Interesting thing about the Bosch disposal basket in the bottom... in 4 years of ownership, we have never, ever, had anything in it to empty.  Bosch changed the way that system works a few years ago, and now it has some very high pressure water system that pulverizes everything inside the basket and blows it out with the waste water.  Seriously, I have never had anything in it, and I don't go crazy rinsing dishes before putting them in.  Also, I've never had a mechanical problem with it.  The one problem I do have, seriously, is the thing is too quiet.  I won't look to see if its on, open the door to put in a plate, and its mid-way through a cycle.  No water spillage, but a nice cloud of steam.  Anyway, to each his own, I love it, and my dishes fit in fine.

-- Mike


----------



## johnsopi (Nov 3, 2006)

I have a Kenmore and I think its great.  Our church has the same one as me and they wash dishes for @ 30 folks x3 a day.


----------



## brian_in_idaho (Nov 3, 2006)

Has anyone tried the Jen-Air dishwasher?  We just ordered appliances last weekend for our new build, our island kitched made a downdraft stove real appealing, some of the island range hoods are EXPENSIVE  Anyway, this pretty much dictated JA for the stove, we went the same route on the DW.  I usually research more than this, it was somewhat of a spur of the moment purchase this time.  Wife wanted stainless steel interior inside and these were less expensive than some.


----------



## Mike Wilson (Nov 3, 2006)

The first thing to go when we remodeled our kitchen was the Jenn-Air... completely useless stove.  Whoever thought running a BBQ in your kitchen was a good idea should be dragged out and shot on Emeril Live.

-- Mike


----------



## CrazyAboutOrchids (Nov 3, 2006)

I actually have a Jenn-Air cooktop, it's ancient. Has the regular spiral burner, not a flat cooktop - I can't stand those things. Has a griddle attachement which I love, particularly when I have my family here on holidays. Has a grill attachment which we don't use at all - we grill outside. I've heard some good and some bad about Jenn-Air quality, I have no clue on their dishwasher. I am quite happy with my Jenn-Air cooktop, but like I said, it's old. I will not replace it till it dies and then I will be quite sad.


----------



## dbchris (Nov 3, 2006)

Hi everyone! Thanks for your input. I have a lot of research to do. 

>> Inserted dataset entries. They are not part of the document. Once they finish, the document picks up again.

PR #2636, opened 2023-04-06
Add docstrings and type annotations to `patroni/log.py`

barthisrael:
References: PAT-74

### DIFF
--- a/patroni/log.py
+++ b/patroni/log.py
@@ -20,7 +20,7 @@ _LOGGER = logging.getLogger(__name__)
 
 def debug_exception(logger_obj: logging.Logger, msg: str, *args: Any, **kwargs: Any) -> None:
     """Add full stack trace info to debug log messages and partial to others.
-    
+
     Handle :func:`exception` calls for *logger_obj*.
 
     .. note::
@@ -43,11 +43,12 @@ def debug_exception(logger_obj: logging.Logger, msg: str, *args: Any, **kwargs: 
 
 def error_exception(logger_obj: logging.Logger, msg: str, *args: Any, **kwargs: Any) -> None:
     """Add full stack trace info to error messages.
-    
+
     Handle :func:`exception` calls for *logger_obj*.
 
     .. note::
-        * Issue an ``ERROR`` message with the complete stack trace.
+        * By default issue an ``ERROR`` message with the complete stack trace. If you do not want to show the complete
+        stack trace, call with ``exc_info=False``.
 
     :param logger_obj: logger for which :func:`exception` will be processed.
     :param msg: the message related to the exception to be logged.
@@ -119,7 +120,7 @@ class QueueHandler(logging.Handler):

Sandy, I have a question re the hard water issue. The white film I have is an occasional weekly to biweekly problem.  If it was a hard water build up, wouldn't it be there every time I washed the dishes until I actually used a stripper of some kind to get the mineral deposits off? The white film comes off after I re-wash the dishes in the dish washer leading me to believe it is a soap residue not rinsing off properly. I will try the products you recommend before purchasing a new machine though. Thanks so much for pointing them out to me. I'd certainly hate to buy a new machine just to find out it is the hard water.

Thanks again everyone!


----------



## saichele (Nov 3, 2006)

Mike Wilson said:
			
		

> The first thing to go when we remodeled our kitchen was the Jenn-Air... completely useless stove.  Whoever thought running a BBQ in your kitchen was a good idea should be dragged out and shot on Emeril Live.
> 
> -- Mike



Weird.  Exactly the same experience.  And the vent was useless.  Replaced it with a nice mid-grade dual fuel, and love it.  

Steve


----------



## Webwidow (Nov 3, 2006)

> Jenn-Air cooktop


Off topic but I feel some past knowledge spilling out of my fingertips onto the screen. Watch out for the down drafting Jenn Air cook tops. They have been known to create a hostile environment for chimneys by creating a negative draft flow in the house. In other words chimneys that just don't draft well and smoke. Cracking a window is one way to assist with this problem. Or of course turn off the dang downdraft fan on the stove.


----------



## saichele (Nov 3, 2006)

Beth said:
			
		

> Hi everyone! Thanks for your input. I have a lot of research to do.
> 
> Sandy, I have a question re the hard water issue. The white film I have is an occasional weekly to biweekly problem.  If it was a hard water build up, wouldn't it be there every time I washed the dishes until I actually used a stripper of some kind to get the mineral deposits off? The white film comes off after I re-wash the dishes in the dish washer leading me to believe it is a soap residue not rinsing off properly. I will try the products you recommend before purchasing a new machine though. Thanks so much for pointing them out to me. I'd certainly hate to buy a new machine just to find out it is the hard water.
> 
> Thanks again everyone!



Might have to do with the timing of the water softener cycles.

Steve


----------



## Mike Wilson (Nov 4, 2006)

Webwidow said:
			
		

> > Jenn-Air cooktop
> 
> 
> Off topic but I feel some past knowledge spilling out of my fingertips onto the screen. Watch out for the down drafting Jenn Air cook tops. They have been known to create a hostile environment for chimneys by creating a negative draft flow in the house. In other words chimneys that just don't draft well and smoke. Cracking a window is one way to assist with this problem. Or of course turn off the dang downdraft fan on the stove.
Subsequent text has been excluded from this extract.